_What the task requires_
Please repeat the records below exactly, from the first line through the line containing "Makes the cas", and nothing more.

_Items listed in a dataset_
#####

PR #130, opened 2017-07-26
Make cas counter a 64-bit incrementing counter

srh:
Makes the cas counter a 64-bit incrementing counter.  It's actually an accurate and precise count of how many values we put into the value log.

If I didn't have @janardhan1993's recent userMeta change to look at it'd be a lot more difficult and error-prone, so I added some constants, deduped and moved ValueStruct encoding/decoding logic to one place to make similar modifications easier in the future.

---
This change is [Reviewable](https://reviewable.io/reviews/dgraph-io/badger/130)

### DIFF
--- a/compact_log_test.go
+++ b/compact_log_test.go
@@ -138,7 +138,7 @@ func buildTable(t *testing.T, keyValues [][]string) *os.File {
 	})
 	for i, kv := range keyValues {
 		y.AssertTrue(len(kv) == 2)
-		err := b.Add([]byte(kv[0]), y.ValueStruct{[]byte(kv[1]), 'A', uint16(i), 0})
+		err := b.Add([]byte(kv[0]), y.ValueStruct{[]byte(kv[1]), 'A', 0, uint16(i)})
 		if t != nil {
 			require.NoError(t, err)
 		} else {
--- a/compact_log_test.go
+++ b/compact_log_test.go
@@ -138,7 +138,7 @@ func buildTable(t *testing.T, keyValues [][]string) *os.File {
 	})
 	for i, kv := range keyValues {
 		y.AssertTrue(len(kv) == 2)
-		err := b.Add([]byte(kv[0]), y.ValueStruct{[]byte(kv[1]), 'A', 0, uint16(i)})
+		err := b.Add([]byte(kv[0]), y.ValueStruct{[]byte(kv[1]), 'A', 0, uint64(i)})
 		if t != nil {
 			require.NoError(t, err)
 		} else {
--- a/iterator.go
+++ b/iterator.go
@@ -32,7 +32,7 @@ type KVItem struct {
 	meta       byte
 	userMeta   byte
 	val        []byte
-	casCounter uint16
+	casCounter uint64
 	slice      *y.Slice
 	next       *KVItem
 }
@@ -51,7 +51,7 @@ func (item *KVItem) Value() []byte {
 }
 
 // Counter returns the CAS counter associated with the value.
-func (item *KVItem) Counter() uint16 {
+func (item *KVItem) Counter() uint64 {
 	return item.casCounter
 }
 
--- a/kv.go
+++ b/kv.go
@@ -22,6 +22,7 @@ import (
 	"os"
 	"path/filepath"
 	"sync"
+	"sync/atomic"
 	"time"
 
 	"golang.org/x/net/trace"
@@ -120,8 +121,7 @@ func (opt *Options) estimateSize(entry *Entry) int {
 // KV provides the various functions required to interact with Badger.
 // KV is thread-safe.
 type KV struct {
-	// Guards list of inmemory tables, and vptr, casAsOfVptr, not individual reads and writes.
-	sync.RWMutex
+	sync.RWMutex // Guards list of inmemory tables, not individual reads and writes.
 
 	dirLockGuard *y.DirectoryLockGuard
 	// nil if Dir and ValueDir are the same
@@ -135,11 +135,12 @@ type KV struct {
 	lc        *levelsController
 	vlog      valueLog
 	vptr      valuePointer
-	casAtvptr uint64 // The last-written cas counter as of the write at vptr.
 	writeCh   chan *request
 	flushChan chan flushTask // For flushing memtables.
 
-	// Incremented serially in the write loop.
+	// Incremented in the non-concurrently accessed write loop.  But also incremented outside.
+	// So we use an atomic op.
+	// TODO: Don't use an atomic op.
 	lastUsedCasCounter uint64
 }
 
@@ -519,20 +520,16 @@ func (s *KV) Exists(key []byte) (bool, error) {
 	return true, nil
 }
 
-func (s *KV) updateOffset(ptrs []valuePointer, casAtvptr uint64) {
+func (s *KV) updateOffset(ptrs []valuePointer) {
 	ptr := ptrs[len(ptrs)-1]
 	s.Lock()
 	defer s.Unlock()
-
 	if s.vptr.Fid < ptr.Fid {
 		s.vptr = ptr
-		s.casAtvptr = casAtvptr
 	} else if s.vptr.Offset < ptr.Offset {
 		s.vptr = ptr
-		s.casAtvptr = casAtvptr
 	} else if s.vptr.Fid == ptr.Fid && s.vptr.Offset == ptr.Offset && s.vptr.Len < ptr.Len {
 		s.vptr = ptr
-		s.casAtvptr = casAtvptr
 	}
 }
 
@@ -598,6 +595,19 @@ func (s *KV) writeToLSM(b *request) error {
 	return nil
 }
 
+// newCASCounter is called serially by only one goroutine.
+// TODO: Actually, we also call it when setting the !badger!head entry.
+func (s *KV) newCASCounter() uint64 {
+	return atomic.AddUint64(&s.lastUsedCasCounter, 1)
+}
+
+// newCASCounters generates a set of unique CAS counters -- the interval [x, x + howMany) where x
+// is the return value.
+func (s *KV) newCASCounters(howMany uint64) uint64 {
+	last := atomic.AddUint64(&s.lastUsedCasCounter, howMany)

#####

_Problem solution_
PR #130, opened 2017-07-26
Make cas counter a 64-bit incrementing counter

srh:
Makes the cas counter a 64-bit incrementing counter.  It's actually an accurate and precise count of how many values we put into the value log.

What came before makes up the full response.